Espero les haya gustado este paseo por una parte de la zona mas vieja de la ciudad !!!


----------



## Trickmetwice17 (Dec 2, 2005)

Buenissisisisimas fotos :banana: ke trabajazo el tuyo  y bueh cmo tu mismo dice hay varios edificios que se verian mas bonitos con una mano de pintura


----------



## Juan1912 (Jul 15, 2004)

Este thread ma deja dos cosas que pensar; primero, ica tiene unas joyas arquitectónicas muy valiosas; segundo, da demasiado mal aspecto eso de pegar papeles en las paredes y que no limpien las fachadas , se ven llenas de polvo.

Me gustaron tus fotos, Manuel, es un thread muy bueno


----------



## ENRIQUE DANIEL (Jan 6, 2005)

ME QUEDE IMPRESIONADO CON EL ESTILO DE LAS IGLESIAS X FUERA Y X DENTRO BUEN APORTE GRACIAS X COMPARTIR CON TODOS NOSOTROS.


----------



## DoctorZero (Dec 27, 2006)

Excelentes fotos. Felicitaciones .

El Falabella express en el ex-cine Ica de hecho va a quedar muy bien.
Ójala otras construcciones coloniales tambien fueran restauradas por el sector privado.


----------



## Imanol (Dec 26, 2005)

^^
El AFP integra tambien fue restaurado, al igual que muchos otros edificios, poco a poco el centro esta mejorando mucho. Le paso lo mismo que al de Lima en los 80s: la gente lo abandono.
Recien ahora esta volviendo gracias a que Parcona y la tinguiña estan con un boom economico que ha hecho que se habran muchas tiendas ahi y en el punto de acceso de ellos a la ciudad misma: el centro... se podria decir que el centro se saco la Tinka xD. Aunque la municipalidad... no ha hecho nada T_T.


----------



## J Block (Feb 16, 2004)

Es verdad que hay proyectos para remodelar las plazas principales de la ciudad? Sería un buen comienzo.


----------



## Imanol (Dec 26, 2005)

En verdad no me gustaria que este thread se vuelva algo como para que todos digan lo que a la ciudad le falta o lo que no, si no que comenten los edificios que ven .


----------



## Imanol (Dec 26, 2005)

^^
Si, hay proyecto, pero ufffff, esta gestion no es buena, no hara nada mas que seguir con las obras que licito la anterior (como el reasfaltado de calles).


----------



## Juan1912 (Jul 15, 2004)

Imanolsoliman said:


> En verdad no me gustaria que este thread se vuelva algo como para que todos digan lo que a la ciudad le falta o lo que no, si no que comenten los edificios que ven .


es que a veces es inevitable, las cosas saltan a la vista.

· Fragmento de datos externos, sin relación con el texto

PR #4307, opened 2021-03-04
18usa: stock value movement, metropolitian cities, offboards

CaptainObi:
First round of changes for 18USA. I've fixed the offboard randomization, added metropolitan randomization, and added the different stock value movement. I've also moved it to the new structure.

### DIFF
--- a/lib/engine/game/g_18_usa/game.rb
+++ b/lib/engine/game/g_18_usa/game.rb
@@ -985,6 +985,17 @@ module Engine
           }
         end
 
+        def stock_round
+          close_bank_shorts
+          @interest_fixed = nil
+
+          G18USA::Round::Stock.new(self, [
+            Engine::Step::DiscardTrain,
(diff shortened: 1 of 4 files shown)


CaptainObi:
(I'm not sure what this bug is, could I get some insight? @ventusignis )

magnusfalt:
In lib/engine/game/g_18_usa/step/loan.rb the name is of the module is 1817, i think you overrides the normal 1817 module and then all the rspec for 1817 will fail.

CaptainObi:
That sounds right

CaptainObi:
I'm clearly doing something wrong. I'm going to redo this whole mess.

magnusfalt:
A good idea is to run "docker-compose exec rack rake" on your machine before you commit. Then you can fix the rubocop errors before it hits github.

CaptainObi:
> docker-compose exec rack rake

I did, but it clearly didn't work.

PR #4310, opened 2021-03-04
Add protection for shenanigans on auto-buys and add auto-pass

jenf:
Another step on #209


daniel-sousa-me:
This seems to be very very conservative. Are you planning on having an option to disable some of these protections? I think most of the times I'll enable auto actions, I don't care if people are selling shares. Otoh, I may care if someone helps me float, because that frees up some money that I may want to spend early.

jenf:
It's intentionally conservative. Eventually there might be some options, but for now the important thing is it doesn't do the wrong thing

daniel-sousa-me:
Indeed I didn't mean to inform you that it was conservative :P

tobymao (approved):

Pero no por eso la arquitectura dejar de ser la protagonista


----------



## pedro1011 (Jan 15, 2005)

Se nota que Ica tiene un patrimonio monumental de muy alto valor, pero que merece un mejor cuidado. Ojalá que cada vez más bancos y AFP tomen a su cargo los edificios históricos, para evitar que se deterioren. 
La catedral es imponente. Gran trabajo, Imanol!


----------



## pedro1011 (Jan 15, 2005)

Edited


----------



## dlHC84 (Aug 15, 2005)

Pasé mi niñez entre Ica y Piura (Lima se sobre entiende) y por esa razón le tengo un gran aprecio. No voy desde hace 4 ó 5 años pero está igualita. No ha cambiado para mal y lastimosamente tampoco para bien.


----------



## skyperu34 (May 25, 2003)

Me gusta! Esta bastante descuidado pero me sorprende la cantidad de patrimonio monumental que tiene, sin dudas, mucho potencial a rescatar y que lucir ! Me quedo con el ex cine Ica, precioso...


----------



## thecarlost (Nov 6, 2005)

*Ceviche Mixto S/. 7*

¡Que thread Imanol!...¡Que threadzaso!.....demasiado bueno.

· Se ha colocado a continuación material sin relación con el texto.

PR #4313, opened 2021-03-04
1870: Add the PriceProtection step to the OR

daniel-sousa-me:
When there's an ebuy, if shares are sold, the president can also protect
them. Had to add the step to the OR and that required changing some
assumptions.

### DIFF
--- a/lib/engine/game/g_1870/step/price_protection.rb
+++ b/lib/engine/game/g_1870/step/price_protection.rb
@@ -26,7 +26,9 @@ module Engine
           end
 
           def active_entities
-            @round.sell_queue.map(&:president)
+            return [] if @round.sell_queue.empty?
+
+            [@round.sell_queue.first.president]
           end
 
           def purchasable_companies(_entity = nil)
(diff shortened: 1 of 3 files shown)


lib/engine/game/g_1870/step/price_protection.rb
```diff
@@ -22,7 +22,11 @@ def description
           end
 
           def round_state
-            { sell_queue: [] }
+            super.merge(sell_queue: [])
+          end
+
+          def active_entities
+            @round.sell_queue.map(&:president)
```
jenf, line 29: This should only return one active entity.

lib/engine/game/g_1870/step/price_protection.rb
```diff
@@ -60,24 +66,23 @@ def process_buy_shares(action)
               price: price
             )
 
-            @round.goto_entity!(player)
+            @round.goto_entity!(player) if @round.entities[@round.entity_index].player?
```
jenf, line 69: Why this change? Or is it to stop the entity changing in an OR?

daniel-sousa-me: If player B sells a share of a corp of player A, and player A protects the share, the game continues to the player next to player A (instead of the one next to player B!)

But this only makes sense in the SR

jenf: Please add a comment explaining.

jenf (approved):

PR #13902, opened 2018-09-24
background ek deletion

joshblum:
debugging scripts to help pinpoint query problems of ek generation


joshblum:
from various log sends the deletion on mobile can be a bottleneck so i'm moving it to the background.  @maxtaco going to ditch the creation scripts for now, ptal at the current changes

PR #13903, opened 2018-09-24
Use square icons.

adamjspooner:
@keybase/react-hackers, this is ready for review. It uses square icons to fix the share sheet bug and removes some icons that weren't in use.


chrisnojima:
lemme do a test build of this to ensure it passes itunes

PR #13908, opened 2018-09-25
store the list of TLFIDs associated with a team instead of just latest CORE-8930

mmaxim:
Fixes a problem where KBFS can insert new TLFID links into a team chain that already has one. Chat will use the first one if we need to lookup the team ID associated with a TLFID (we probably should have just made this something we got from the chat server), and if verifying that the team matches the TLFID of a conversation will use all of them. All other RPCs continue to use the latest TLF ID on the team.


go/teams/storage.go
```diff
@@ -89,7 +89,7 @@ type DiskStorage struct {
 }
 
 // Increment to invalidate the disk cache.
-const diskStorageVersion = 9
+const diskStorageVersion = 10
```
mmaxim: Note this bumps the team cache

Me gustaron todos los edificios, inclusive las fachadas más simples tienen su encanto, lástima el cableado áereo.

El portal de la casa Razeto es un lujo!!


----------



## nekun20 (Feb 6, 2007)

es una preciosa joya sin pulir, deberian limpiarla y pintarla y entonces podría recuperar el encanto que estoy seguro tuvo en otros tiempos...


----------



## *ClauDia* (May 1, 2005)

Q pena q esté asi el centro de Ica


----------



## Sound. (Oct 28, 2006)

Me gustaron la Catedral, la iglesia San Francisco y ese portal donde se ve el logo del BBVA. Y si, el centro de Ica tiene muchísimo valor arquitectónico.


----------



## alvarobendezu (Jan 24, 2007)

Acabo de ver tu thread, muy bueno, hay portadas que uno las ha visto tanto tiempo, que ni cuenta se da los detalles.
Gracias por la información histórica de dichas construcciones.
Ica ha sido una ciudad pequeña por mucho tiempo, por lo que grandes construcciones, en número, no se verán, pero a pesar de eso hay muchas casonas bonitas, como las mostradas y algunas que faltan, como la sede de la Caja Sr de Luren y la casa típica del centro, que presenta una fachada simple con una puerta de madera, como de Huarango, cuadrada, que da paso a un pequeño patio en donde te recibe una especie de balcon y la casa que tiene 1 - 3 puertas con un techo triangular hecho de madera tallada. Voy a buscarles fotos.


----------



## Imanol (Dec 26, 2005)

^^
La verdad es que existen dos tipologias de casa iqueña. La primera es la mas antigua y la segunda es la dl siglo XX a sus inicios. Puertas redondeadas y con motivos de inspiracion italiana. Si te fijas asi son la mayoria de casas en el centro.
Ica siempre fue una ciudad pequeña pero habitaban en ella muchas familias adineradas, los Picasso, los Olaechea, etc. Que erigian mansiones, y embellecian la ciudad en la que habitaban, por eso Ica cuenta con un gran patrimonio republicano, pero como lo vemos todos los dias no nos damos cuenta. Casas Alvarado o Barco no se ven en todas las ciudades del Peru, el problema es que todo lo antiguo en Ica esta muy desvalorizado.


----------



## DoctorZero (Dec 27, 2006)

Imanol, es cierto que ya comenzaron las obras del Falabella?


----------



## Vane de Rosas (May 8, 2005)

Manuel (como me gusta tu nombre jajaja)

Solo te puedo decir que si yo fuera restauradora, este serìa para mi el paraiso.. Los edificios tienen aun el corte maravilloso original. 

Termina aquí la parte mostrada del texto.